Ben Lynch

No. 60, 62
- Position: Center

Personal information
- Born: November 18, 1972 (age 53) Santa Rosa, California, U.S.
- Listed height: 6 ft 4 in (1.93 m)
- Listed weight: 295 lb (134 kg)

Career information
- High school: Analy (Sebastopol, California)
- College: California
- NFL draft: 1996: 7th round, 211th overall pick

Career history
- Kansas City Chiefs (1996)*; Minnesota Vikings (1997); Frankfurt Galaxy (1998); Chicago Bears (1998)*; San Francisco 49ers (1999–2002); Houston Texans (2003);
- * Offseason or practice squad member only

Awards and highlights
- All-NFL Europe (1998);

Career NFL statistics
- Games played: 52
- Games started: 2
- Stats at Pro Football Reference

= Ben Lynch =

American football player (born 1972)

Benjamin John Lynch (born November 18, 1972) is an American former professional football player who was a center for four seasons in the National Football League (NFL) for the San Francisco 49ers.

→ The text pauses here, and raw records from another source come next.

PR #6714, opened 2026-08-22
fix(theme): dynamic system theme synchronization on Linux/KDE via Portal

eacheat53:
## Summary
Fixes an issue on Linux (e.g. KDE Plasma / GNOME with XDG Desktop Portal) where CC Switch in "System" theme mode does not dynamically follow desktop theme switches without restarting the application.

### Root Cause
On Wayland, GTK3 has no live settings channel for desktop theme changes, and WebKitGTK reads `gtk-application-prefer-dark-theme` from `GtkSettings`, so WebKit's `prefers-color-scheme` never flips dynamically. Reading the XDG Desktop Portal (`org.freedesktop.appearance/color-scheme`) is the proper live data source.
*(Note: As a pre-existing upstream behavior, `tao` maps `set_theme(None)` on Linux to `gtk-application-prefer-dark-theme = false`. With this PR the page root classes `.dark`/`.light` will synchronize dynamically, though `prefers-color-scheme` inside the webview may still disagree for native controls like scrollbars until a separate follow-up).*

### Changes
1. **Rust Backend (`src-tauri`)**:
   - Added `dark-light = "3.0.0"` dependency.
   - Implemented async `get_system_theme()` command reading the active XDG Desktop Portal theme via `tauri::async_runtime::spawn_blocking` bounded by a 1500ms `tokio::time::timeout` to prevent any D-Bus / portal hangs from blocking the GTK main loop or worker threads.
   - Added `map_system_theme_mode` helper and unit tests for theme mapping and async command execution.
2. **Frontend React (`src/components/theme-provider.tsx`)**:
   - Updated `ThemeProvider` to query `get_system_theme` on initial mount / mode change.
   - Added an `inFlight` guard to prevent stacking concurrent IPC requests.
   - Gated the 2s fallback polling interval on `isLinux()` so macOS/Windows users incur no polling overhead.
   - Wrapped `window.matchMedia` fallback in `Boolean(...)` for safe `classList.toggle` under jsdom / fallback environments.
   - Added unit test suite in `tests/components/ThemeProvider.test.tsx` covering theme detection, Linux 2s polling, non-Linux polling omission, and in-flight request deduplication.
3. **Dependency & Environment Notes**:
   - `.gitignore` tracks `.pnpm-store/`.
   - `Cargo.lock` updates `zbus` family (5.14 → 5.19) and related dependencies (such as `syn 3.0.3`, `winnow 1.0.4`) required by `dark-light 3.0.0`.

### Verification
- Frontend Vitest tests pass (136 test files, 1093 tests passed).
- Backend Rust unit tests pass (`cargo test --lib system_theme`).
- TypeScript typecheck (`pnpm run typecheck`) passes with 0 errors.
- Verified on Fedora KDE Plasma 6: dynamically toggles UI theme between dark and light modes on desktop theme changes.

### DIFF
--- a/.gitignore
+++ b/.gitignore
@@ -29,3 +29,4 @@ copilot-api
 .history
 CODEBUDDY.md
 mainWindow.js
+.pnpm-store/
--- a/src-tauri/Cargo.lock
+++ b/src-tauri/Cargo.lock
@@ -769,6 +769,7 @@ dependencies = [
  "brotli 7.0.0",
  "bytes",
  "chrono",
+ "dark-light",
  "dirs 5.0.1",
  "flate2",
  "futures",
@@ -1163,6 +1164,23 @@ checksum = "32a2785755761f3ddc1492979ce1e48d2c00d09311c39e4466429188f3dd6501"
 dependencies = [
  "quote",
  "syn 2.0.117",
+]
+
+[[package]]
+name = "dark-light"
+version = "3.0.0"
+source = "registry+https://github.com/rust-lang/crates.io-index"
+checksum = "0f66b71ac6b73812b0bf51cda8dd646a268fbb38623f45b2b7907593c323f745"
+dependencies = [
+ "futures-channel",
+ "futures-core",
+ "objc2 0.6.4",
+ "objc2-foundation 0.3.2",
+ "wasm-bindgen",
+ "web-sys",
+ "windows-sys 0.61.2",
+ "winreg 0.56.0",
+ "zbus",
 ]
 
 [[package]]
@@ -4687,7 +4705,7 @@ dependencies = [
  "errno",
  "libc",
  "linux-raw-sys 0.4.15",
- "windows-sys 0.52.0",
+ "windows-sys 0.59.0",
 ]
 
 [[package]]
@@ -5414,6 +5432,17 @@ name = "syn"
 version = "2.0.117"
 source = "registry+https://github.com/rust-lang/crates.io-index"
 checksum = "e665b8803e7b1d2a727f4023456bbbbe74da67099c585258af0ad9c5013b9b99"
+dependencies = [
+ "proc-macro2",
+ "quote",
+ "unicode-ident",
+]
+
+[[package]]
+name = "syn"
+version = "3.0.3"
+source = "registry+https://github.com/rust-lang/crates.io-index"
+checksum = "53e9bae58849f64dfa4f5d5ae372c8341f7305f82a3868709269343628b659a3"
 dependencies = [
  "proc-macro2",
  "quote",
@@ -7513,6 +7542,15 @@ dependencies = [
 ]
 
 [[package]]
+name = "winnow"
+version = "1.0.4"
+source = "registry+https://github.com/rust-lang/crates.io-index"
+checksum = "23b97319f7b8343df12cc98938e5c3eb436064524c8d2b4e30a1d3a36eecdf81"
+dependencies = [
+ "memchr",
+]
+
+[[package]]
 name = "winreg"
 version = "0.10.1"
 source = "registry+https://github.com/rust-lang/crates.io-index"
@@ -7539,6 +7577,16 @@ checksum = "cb5a765337c50e9ec252c2069be9bf91c7df47afb103b642ba3a53bf8101be97"
 dependencies = [
  "cfg-if",
  "windows-sys 0.59.0",
+]
+
+[[package]]
+name = "winreg"
+version = "0.56.0"
+source = "registry+https://github.com/rust-lang/crates.io-index"
+checksum = "7d6f32a0ff4a9f6f01231eb2059cc85479330739333e0e58cadf03b6af2cca10"
+dependencies = [
+ "cfg-if",
+ "windows-sys 0.61.2",
 ]
 
 [[package]]
@@ -7770,9 +7818,9 @@ dependencies = [
 
 [[package]]
 name = "zbus"
-version = "5.14.0"
+version = "5.19.0"
 source = "registry+https://github.com/rust-lang/crates.io-index"
-checksum = "ca82f95dbd3943a40a53cfded6c2d0a2ca26192011846a1810c4256ef92c60bc"
+checksum = "5db4be7c075cb421e4b7ee645541604239bd243ba7c357511f4ff3a74b555907"
 dependencies = [
  "async-broadcast",
  "async-executor",
@@ -7797,7 +7845,7 @@ dependencies = [
  "uds_windows",
  "uuid",
  "windows-sys 0.61.2",
- "winnow 0.7.15",
+ "winnow 1.0.4",
  "zbus_macros",
  "zbus_names",
  "zvariant",
@@ -7805,14 +7853,14 @@ dependencies = [
 
 [[package]]
 name = "zbus_macros"
-version = "5.14.0"
+version = "5.19.0"
 source = "registry+https://github.com/rust-lang/crates.io-index"
-checksum = "897e79616e84aac4b2c46e9132a4f63b93105d54fe8c0e8f6bffc21fa8d49222"
+checksum = "2990635d09ade6df1868f72f8cac69a876a90981e8bd3c40b1be413f8dc88f40"
 dependencies = [
  "proc-macro-crate 3.5.0",
  "proc-macro2",
  "quote",
- "syn 2.0.117",
+ "syn 3.0.3",
  "zbus_names",
  "zvariant",
  "zvariant_utils",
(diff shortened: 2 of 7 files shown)


farion1231:
@codex review

eacheat53:
Hi @farion1231 , this PR has been waiting for review since August 22.
All checks are passing and GitHub reports the branch as mergeable.

Could you let me know whether:
1. the implementation needs changes;
2. the PR is waiting for a later release cycle; or
3. this behavior is not planned to be merged?

A short status update would help avoid repeatedly rebuilding this patch locally.

farion1231 (commented):
Thanks for this, and apologies for the long wait. The problem is real and the diagnosis is in the right neighbourhood: on Wayland, GTK3 has no live channel for desktop theme changes, so WebKitGTK's `prefers-color-scheme` (which it derives from `GtkSettings`) never flips, and reading the XDG Portal `color-scheme` key is the right data source. The new ThemeProvider tests are also the first time that component has been testable under jsdom, which is a nice side effect.

I built the merge tree against current `main` (2d54e261c): no conflicts, `cargo test` / clippy / `pnpm typecheck` / `pnpm test:unit` all green. I could not verify on real Linux hardware, so the P1 below is reasoned from source: the mechanism is confirmed, the "how bad can it get" part is not measured.

**[P1] `get_system_theme` blocks the GTK main thread on a D-Bus round-trip, every 2 s**

- The command is a plain `pub fn` ([misc.rs#L4687-L4699](https://github.com/farion1231/cc-switch/blob/e4c21dc1c70b90d67551bb7fc3df88c14057bc1a/src-tauri/src/commands/misc.rs#L4687-L4699)). Tauri runs non-async commands on the main thread ([docs](https://v2.tauri.app/develop/calling-rust/#async-commands)); on Linux that is the GTK loop, since wry dispatches IPC from the `script-message-received` signal.
- `dark_light::detect()` on Linux opens a fresh `zbus::blocking::Connection::session()` on every call and then does a blocking `ReadOne` with no call timeout ([dark-light 3.0.0 freedesktop.rs](https://docs.rs/crate/dark-light/3.0.0/source/src/platforms/freedesktop.rs)). zbus also spawns an executor thread per connection.
- The frontend calls it on mount, on every `matchMedia` change, and from a 2 s `setInterval` ([theme-provider.tsx#L76-L109](https://github.com/farion1231/cc-switch/blob/e4c21dc1c70b90d67551bb7fc3df88c14057bc1a/src/components/theme-provider.tsx#L76-L109)) with no in-flight guard, so if one call stalls the next ticks queue up behind it and each one blocks the main thread again once the queue drains.

When the portal is healthy this is a short blocking round-trip every 2 s and nobody notices. When the portal is installed but its backend is missing or stuck (minimal WMs, WSLg, containers), D-Bus service activation can block until dbus-daemon gives up on starting the service, and the whole window freezes for that long, repeatedly. Since `defaultTheme` is `"system"`, every Linux user is on this path out of the box, which turns "theme doesn't follow" into "window hangs". Note that `#[tauri::command(async)]` alone is not enough: for a non-`async` fn the macro just wraps the synchronous call in an async task, so the block moves onto a tokio worker instead of the main thread.

Suggested fix (same pattern `s3_sync.rs` and `config.rs` already use):

```rust
#[tauri::command]
pub async fn get_system_theme() -> Result<Option<&'static str>, String> {
    const DETECT_TIMEOUT: std::time::Duration = std::time::Duration::from_millis(1500);
    let detect = tauri::async_runtime::spawn_blocking(detect_system_theme_blocking);
    match tokio::time::timeout(DETECT_TIMEOUT, detect).await {
        Ok(Ok(mode)) => Ok(mode),
        Ok(Err(e)) => {
            log::debug!("System theme detect task failed: {e}");
            Ok(None)
        }
        Err(_) => {
            log::debug!("System theme detect timed out; falling back to matchMedia");
            Ok(None)
        }
    }
}

fn detect_system_theme_blocking() -> Option<&'static str> {
    match dark_light::detect() {
        Ok(dark_light::Mode::Dark) => Some("dark"),
        Ok(dark_light::Mode::Light) => Some("light"),
        Ok(dark_light::Mode::Unspecified) => None,
        Err(e) => {
            log::debug!("Failed to detect system theme via dark-light: {e}");
            None
        }
    }
}
```

and on the frontend an in-flight guard so a slow call cannot pile up requests:

```ts
let inFlight = false;
const syncSystemTheme = async () => {
  if (!isMounted || inFlight) return;
  inFlight = true;
  try {
    // existing body
  } finally {
    inFlight = false;
  }
};
```

**[P2] The 2 s poll runs on every platform, but only Linux needs it**

On macOS and Windows the `matchMedia` `change` event already fires live, so the interval there is pure overhead (cheap, but permanent, and it changes behaviour on platforms this PR isn't fixing). `src/lib/platform.ts` already exports `isLinux()`; gating the interval on it is a two-line change:

```ts
const intervalId = isLinux() ? setInterval(syncSystemTheme, 2000) : null;
// cleanup: if (intervalId !== null) clearInterval(intervalId);
```

Longer term, dark-light 3.0 ships `subscribe()`, which on Linux is driven by the portal's `SettingChanged` signal (no polling at all). A `#[cfg(target_os = "linux")]` subscription in the backend that emits an event to the frontend would remove the interval entirely. Happy to take that as a follow-up rather than in this PR.

**[P3] / nits**

- Root-cause wording: it's less "WebKit doesn't subscribe to the portal" and more "GTK3 on Wayland has no live settings channel, and WebKitGTK reads `gtk-application-prefer-dark-theme` from `GtkSettings`". Related and pre-existing (not this PR's fault): tao maps `set_theme(None)` on Linux to `gtk-application-prefer-dark-theme = false` ([tao 0.34.6 event_loop.rs](https://docs.rs/crate/tao/0.34.6/source/src/platform_impl/linux/event_loop.rs), `WindowRequest::SetTheme` arm), so after this PR the page classes will be right but `prefers-color-scheme` inside the webview may still disagree and native controls (scrollbars, `<select>`) can mismatch. Worth a sentence in the description; a proper fix is a follow-up.
- `get_system_theme_returns_valid_variant` ([misc.rs#L7066-L7073](https://github.com/farion1231/cc-switch/blob/e4c21dc1c70b90d67551bb7fc3df88c14057bc1a/src-tauri/src/commands/misc.rs#L7066-L7073)) can never fail: the function never returns `Err`, and `Ok(None)` passes too. Either assert the mapping on the blocking helper or drop it.
- `window.matchMedia && window.matchMedia(...).matches` evaluates to `undefined` when `matchMedia` is absent, and `classList.toggle(cls, undefined)` then *toggles* instead of setting. Unreachable in a real webview, but `Boolean(...)` around it makes the fallback safe under jsdom.
- Unrelated changes worth a line in the description: `.gitignore` gains `.pnpm-store/`, and `Cargo.lock` bumps the zbus family 5.14 → 5.19 (dark-light pins `zbus = "5.19.0"`, so this is forced, but it also moves `tauri-plugin-opener` / `tauri-plugin-single-instance` on Linux) plus new `syn 3.0.3`, `winnow 1.0.4`, `winreg 0.56`.

With the P1 and P2 fixed this is good to merge. I have the full patch (including three extra ThemeProvider tests for the Linux-only poll and the in-flight guard) verified green on the merge tree and can push it to your branch or paste it here, whichever you prefer. Will re-review quickly once it's updated.

eacheat53:
Thanks a lot for the thorough and constructive review!

I have addressed all the feedback and updated the PR branch:

1. **[P1] Async D-Bus with bounded timeout & In-flight guard**:
   - Converted `get_system_theme()` to an async Tauri command, offloading `detect_system_theme_blocking` via `tauri::async_runtime::spawn_blocking` with a 1500ms `tokio::time::timeout`. This guarantees that stuck or missing portal backends will not block the GTK main loop or worker threads.
   - Added an `inFlight` guard in `ThemeProvider`'s `syncSystemTheme` to prevent stacking concurrent requests.
2. **[P2] Platform-gated polling**:
   - Gated the 2s fallback polling on `isLinux()`, so Windows and macOS rely strictly on native `matchMedia` change events with zero polling overhead.
3. **[P3] / Nits**:
   - Refined the root-cause description and added notes on `tao`'s Linux `set_theme(None)` behavior and the lockfile dependencies bump.
   - Added `map_system_theme_mode` helper with explicit unit test coverage alongside the async command test.
   - Wrapped `window.matchMedia` fallback in `Boolean(...)` for safe `classList.toggle` execution.
   - Added test cases in `tests/components/ThemeProvider.test.tsx` covering 2s Linux polling, non-Linux polling omission, and in-flight request deduplication.
   - Rebased cleanly onto current main (`2d54e26`).

All unit tests (136 Vitest files, 1093 tests, cargo unit tests) and TypeScript typecheck are green.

He played college football for the California Golden Bears.

==Professional career==

===Kansas City Chiefs===
Lynch was selected by the Kansas City Chiefs in the seventh round (211th overall) of the 1996 NFL draft. He was released on August 20.

===Minnesota Vikings===
Lynch was signed by the Minnesota Vikings on February 10, 1997.

===Frankfurt Galaxy===
Lynch was selected by the Frankfurt Galaxy in the first round (second overall) of the 1998 NFL Europe Draft.

===Houston Texans===
The Houston Texans signed Lynch on August 4, 2003. He suffered a season-ending knee injury in a preseason game against the San Diego Chargers on August 23. The Texans placed him on the injured reserve list on August 25.